Various embodiments in this specification are described in a progressive manner, and for the parts that are the same or similar among the various embodiments, reference may be made to each other, and each embodiment focuses on differences from other embodiments. In particular, for the storage medium and the computing device embodiments, since they are substantially similar to the method embodiments, the description is relatively simple, and reference may be made to the relevant parts of the method embodiments for details.

The above description is only the preferred embodiments of the disclosure and an explanation of the applied technical principles. It should be understood by those skilled in the art that the scope of disclosure involved in the disclosure is not limited to the technical solutions formed by the specific combination of the above technical features and should also cover other technical solutions formed by any combination of the above technical features or their equivalent features without departing from the above disclosed concept. For example, the technical solutions formed by replacing the above features with the technical features having similar functions disclosed in the disclosure (but not limited to). In addition, although the operations are depicted in a particular order, this should not be understood as requiring these operations to be performed in the particular order shown or in a sequential order. In certain circumstances, multitasking and parallel processing may be advantageous. Similarly, although several specific implementation details are included in the discussion above, these should not be interpreted as limiting the scope of the disclosure. Certain features described in the context of a single embodiment may also be implemented in combination in a single embodiment. Conversely, the various features described in the context of a single embodiment may also be implemented in multiple embodiments either individually or in any suitable sub-combination.

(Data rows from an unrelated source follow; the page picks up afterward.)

PR #1774, opened 2018-11-20
VM changes for the sensing_of block.  This handles lists properly (by…

### LINKED ISSUE #1762: Sensing of block will evaluate a list in the first menu.
This isn't quite an issue yet, but it is about to be once #1425 and https://github.com/LLK/scratch-gui/issues/2389 are fixed.

The problem is this code doesn't check the variable types and it probably should:
https://github.com/LLK/scratch-vm/blob/develop/src/blocks/scratch3_sensing.js#L316

### Expected Behavior

Variables should show up in the first menu of the sensing of block (they don't yet, but I'm working on it #1425). Once I add them, you can get a list in there and it will also evaluate:
screen shot 2018-11-14 at 7 11 14 pm

### Steps to Reproduce

Getting the list in their is slightly convoluted:
1. make a project with 2 sprites
2. in sprite one add variable 'pizza'
3. in sprite 2, drag out a sensing of block to the workspace
4. select sprite 1 in the right menu
5. select the variable 'pizza' in the first sensing block menu
6. Go back to sprite 1 and add a list 'pizza'. Add some items to the list.
7. Remove the variable 'pizza'
8. Go back to Sprite 2 and click on the sensing block. (which should still have pizza selected)

In scratch 2 this evaluates to 0 (though the steps to get the list selected are slightly different)

### LINKED ISSUE #2389: ___ of ___ block should not have backdrop # or backdrop name options
### Expected Behavior

The `___ of ____` sensing block should not have `backdrop #` or `backdrop name` options in the dropdown and match scratch 2.0

### Actual Behavior

It has those extra options
screen shot 2018-06-18 at 4 45 25 pm

### Steps to Reproduce

Choose Sensing from the Category Menu
Locate the ___ of ___ block (starts as X position of Stage)
Select the first dropdown on the selected block
Note: it has `backdrop #` and `backdrop name` as options

Chrome on Mac

### LINKED ISSUE #2390: ___ of ___ sensing block should have different options for stage
### Expected Behavior

If the stage is selected in the second drop down of the ___ of ___ sensing block, the first drop down should not show `x position`, `y position`, `direction`, `costume #`, `costume name`, or `size`

### Actual Behavior

All of those options appear
screen shot 2018-06-18 at 5 05 41 pm

### Steps to Reproduce

Set the ___ of ___ sensing block to the stage
Click on the first drop down

Chrome on Mac

picklesrus:
… ignoring them like Scratch2 and makes the attribute menu update based on what was chosen in the target menu.  See issues for context.

### Resolves

Resolves #1762 and resolves LLK/scratch-gui#2389 and resolves LLK/scratch-gui#2390.


src/blocks/scratch3_sensing.js
```diff
@@ -313,12 +313,11 @@ class Scratch3SensingBlocks {
             }
         }
 
-        // Variables
+        // Local variables (not lists).
```
kchadha: I think the word "Local" here is misleading and should probably just say "Target's variables" or something

src/engine/blocks.js
```diff
@@ -563,6 +563,16 @@ class Blocks {
                 if (!optRuntime){
                     break;
                 }
+                // The selected item in the sensing of block menu needs to change based on the
+                // selected target.  Set it to the first item in the menu list.
+                if (block.opcode === 'sensing_of_object_menu') {
+                    if (block.fields.OBJECT.value === '_stage_') {
+                        this._blocks[block.parent].fields.PROPERTY.value = 'backdrop #';
+                    } else {
+                        this._blocks[block.parent].fields.PROPERTY.value = 'x position';
```
kchadha, line 576: I think the only problem I have with this is that we could decide to change the contents of the menu and maybe add an attribute to the top of the menu or re-arrange the menu and this would still be hardcoded to `x position`. Maybe we can keep track of the sprite menu options and the stage menu options in exported constants in the sensing category file `src/blocks/scratch3_sensing.js` and have the scratch-gui code also use those same constants (we might have to re-export them in the top level virtual machine file as well)? This does seem a bit like over kill though....

src/engine/runtime.js
```diff
@@ -597,6 +597,14 @@ class Runtime extends EventEmitter {
         return 'BLOCKSINFO_UPDATE';
     }
 
+    /**
+     * Event name for reporting that block was updated and needs.
```
kchadha: Incomplete comment?

test/unit/blocks_sensing.js
```diff
@@ -229,6 +229,33 @@ test('loud? boolean', t => {
     t.end();
 });
 
+test('get attribute of sprite variable', t => {
+    const rt = new Runtime();
+    const sensing = new Sensing(rt);
+    const s = new Sprite();
+    const target = new RenderedTarget(s, rt);
+    const thing = {
```
kchadha: maybe rename this to something more descriptive?

test/unit/blocks_sensing.js
```diff
@@ -229,6 +229,33 @@ test('loud? boolean', t => {
...
+        name: 'cars',
+        value: 'trucks'
+    };
+    rt.getSpriteTargetByName = () => target;
+    target.lookupVariableByNameAndType = () => thing;
+    t.equal(sensing.getAttributeOf({PROPERTY: 'cars'}), 'trucks');
+
+    t.end();
```
kchadha, line 249: I think these tests would be more useful if you mocked out the actual variable and added it to the target (and then called getAttributeOf with both the property and the object set, what do you think?

test/unit/blocks_sensing.js
```diff
@@ -229,6 +229,33 @@ test('loud? boolean', t => {
...
+});
+test('get attribute of variable that does not exist', t => {
+    const rt = new Runtime();
+    const sensing = new Sensing(rt);
+    const s = new Sprite();
+    const stage = new RenderedTarget(s, rt);
+    rt.getTargetForStage = () => stage;
+    stage.lookupVariableByNameAndType = () => null;
+    t.equal(sensing.getAttributeOf({PROPERTY: 'stage'}), 0);
```
kchadha: The non-existent variable should have a less confusing name because it's not immediately clear what's happening here.

kchadha (changes requested):
I think general approach is reasonable, with a comment about hard coding the menu option names.
However, I'm not sure that's worth changing if it ends up being a lot more work...

Also left some comments about the added unit tests.

src/blocks/scratch3_sensing.js
picklesrus: Fixed!

src/engine/blocks.js
picklesrus: I agree that is isn't the best. Trying to prioritize though.. How about I file a tech debt issue for tracking?

src/engine/runtime.js
picklesrus: whoops. Fixed.

test/unit/blocks_sensing.js
picklesrus: Sorry. Changed to variable.

test/unit/blocks_sensing.js
picklesrus: Agreed. Mostly copy/paste error.

test/unit/blocks_sensing.js
picklesrus: I'm torn. IIUC, I think doing that means testing the functionality of lookupVariableByNameAndType, which should (at least theoretically) be tested somewhere else.  Maybe it isn't though?  To me, it feels less like a unit test if I do it the way you suggested, but probably would increase our test coverage numbers.

picklesrus:
Did most things, 2 real questions/comments left - one about sharing the menu constants and one about what to mock in the tests.

test/unit/blocks_sensing.js
kchadha: Part of what we're testing is whether you're providing things like `lookupVariableByNameAndType` the right arguments inside of `getAttributeOf`. Stubbing out `lookupVariableByNameAndType` doesn't get at that and thus isn't really testing whether the logic inside of `getAttributeOf` is correct. I don't think changing it to remove the `lookupVariableByNameAndType` stub would make this a duplicate test of the `lookupVariableByNameAndType` functionality but rather a test of whether the `getAttributeOf` logic functions correctly as a whole...

IMO, it's still a unit test, just testing `getAttributeOf` as one whole unit. Even if we change the internals of `getAttributeOf` and maybe even stop using `lookupVariableByNameAndType`, I would still expect its unit test to work assuming we're not changing the fundamental functionality of what `getAttributeOf` does.

Thoughts?

kchadha: Now I'm a little torn too haha.

picklesrus: Went back to not mocking lookupVariableByNameAndType. I couldn't add variables with target.createVariable because I couldn't figure out how to have it set a value too so I just smashed it right into the dictionary... But, maybe I'm just missing something.

kchadha: You can set a value after creating the variable by `target.variables[<varId>].value = <thing you want>`

Putting the variable in the dictionary is fine too.

picklesrus:
Closing this in favor of https://github.com/LLK/scratch-vm/pull/1786 because github is being weird about reading the diff :(

PR #1775, opened 2018-11-21
Cloud rename delete

kchadha:
### Proposed Changes

Allows renaming and deleting cloud variables and requests the cloud provider to rename/delete the cloud variable on the server.

### Reason for Changes

Exists in 2.0.

### Test Coverage

Added unit tests for new functionality.

### DIFF
--- a/src/engine/target.js
+++ b/src/engine/target.js
@@ -241,7 +241,7 @@ class Target extends EventEmitter {
             const newVariable = new Variable(id, name, type, false);
             this.variables[id] = newVariable;
             if (isCloud && this.isStage) {
-                this.runtime.ioDevices.cloud.requestCreateCloudVariable(newVariable);
+                this.runtime.ioDevices.cloud.requestCreateVariable(newVariable);
             }
         }
     }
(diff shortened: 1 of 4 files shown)


src/engine/target.js
```diff
@@ -314,8 +319,12 @@ class Target extends EventEmitter {
      */
     deleteVariable (id) {
         if (this.variables.hasOwnProperty(id)) {
+            const variable = this.variables[id];
```
paulkaplan: This is a minor thing, but I think holding on to a "variable" object that gets deleted feels like it could lead to some strange bugs/brain confusion editing this code in the future. If all you need is the name / cloudyness, maybe just take out those fields as "deletedVarName" and "deletedVariableWasCloud" or something?

paulkaplan (dismissed):
LGTM other than the minor issue about holding onto a deleted object. Approved with or without that change, up to you.

src/engine/target.js
kchadha: Makes sense!

kchadha:
```suggestion
            // Get info about the variable before deleting it
            const deletedVariableName = this.variables[id].name;
            const deletedVariableWasCloud = this.variables[id].isCloud;
```

src/engine/target.js
```diff
@@ -314,8 +319,12 @@ class Target extends EventEmitter {
...
             delete this.variables[id];
             if (this.runtime) {
+                if (variable.isCloud && this.isStage) {
```
kchadha:
```suggestion
                if (deletedVariableWasCloud && this.isStage) {
```

src/engine/target.js
```diff
@@ -314,8 +319,12 @@ class Target extends EventEmitter {
...
+                    this.runtime.ioDevices.cloud.requestDeleteVariable(variable.name);
```
kchadha:
```suggestion
                    this.runtime.ioDevices.cloud.requestDeleteVariable(deletedVariableName);
```

paulkaplan (approved):

PR #1779, opened 2018-11-26
Add "project changed" event

rschamp:
And emit it whenever we think the project has changed. Try to not emit it when a change has happened internally that shouldn't affect the serialized project.

This iteration fires the event too frequently, e.g., when switching sprites. This is meant as a simple initial implementation that can be improved.

/cc @benjiwheeler @cwillisf @kchadha

### DIFF
--- a/src/engine/runtime.js
+++ b/src/engine/runtime.js
@@ -502,6 +502,14 @@ class Runtime extends EventEmitter {
     }
 
     /**
+     * Event name for report that a change was made that can be saved
+     * @const {string}
+     */
+    static get PROJECT_CHANGED () {
+        return 'PROJECT_CHANGED';
+    }
+
+    /**
      * Event name for targets update report.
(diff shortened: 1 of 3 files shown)


src/engine/runtime.js
```diff
@@ -1737,7 +1745,6 @@ class Runtime extends EventEmitter {
         // Script glows must be cleared.
         this._scriptGlowsPreviousFrame = [];
         this._updateGlows();
-        this.requestTargetsUpdate(editingTarget);
```
rschamp, line 1740: This is ok to do because everywhere that calls `runtime.setEditingTarget` already also calls `emitTargetsUpdate` itself. It is necessary to remove this here so we can more carefully control when the project changed event is also called with the targetsUpdate event.

paulkaplan (approved):
LGTM

Issue #1997, opened 2019-02-12
Localize name of Text to Speech extension


ericrosenbaum:
Looks like we inadvertently failed to localize the name of the Text to Speech extension

PR #2056, opened 2019-03-19
Localize name of Text to Speech extension

ericrosenbaum:
### Resolves

Resolves https://github.com/LLK/scratch-vm/issues/1997

### Proposed Changes

Use a formatMessage to localize the name of the Text to Speech extension 

### Reason for Changes

Generally, strings should be localized. Some extension names that are brand names are not localized (such as "micro:bit"), but this is not one of those.


chrisgarrity (approved):
LGTM

PR #2058, opened 2019-03-21
Remove Hindi from text2speech extension

ericrosenbaum:
Amazon's Hindi language speech synthesis has very low quality- needs investigation, so we will remove it for now.


paulkaplan (approved):
LGTM (and @picklesrus)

The above specific implementations further elaborate on the purpose, technical solution, and beneficial effects of the embodiments of the invention. Although the subject matter has been described using language specific to structural features and/or method logical acts, it should be understood that the subject matter defined in the appended claims is not necessarily limited to the specific features or acts described above. Instead, the specific features and acts described above are merely exemplary forms of implementing the claims. It should be understood that the above is only the specific implementation of the embodiments of the disclosure and is not intended to limit the protection scope of the disclosure, and any modification, equivalent substitution, improvement and the like made on the basis of the technical solutions of the disclosure should be included within the protection scope of the disclosure.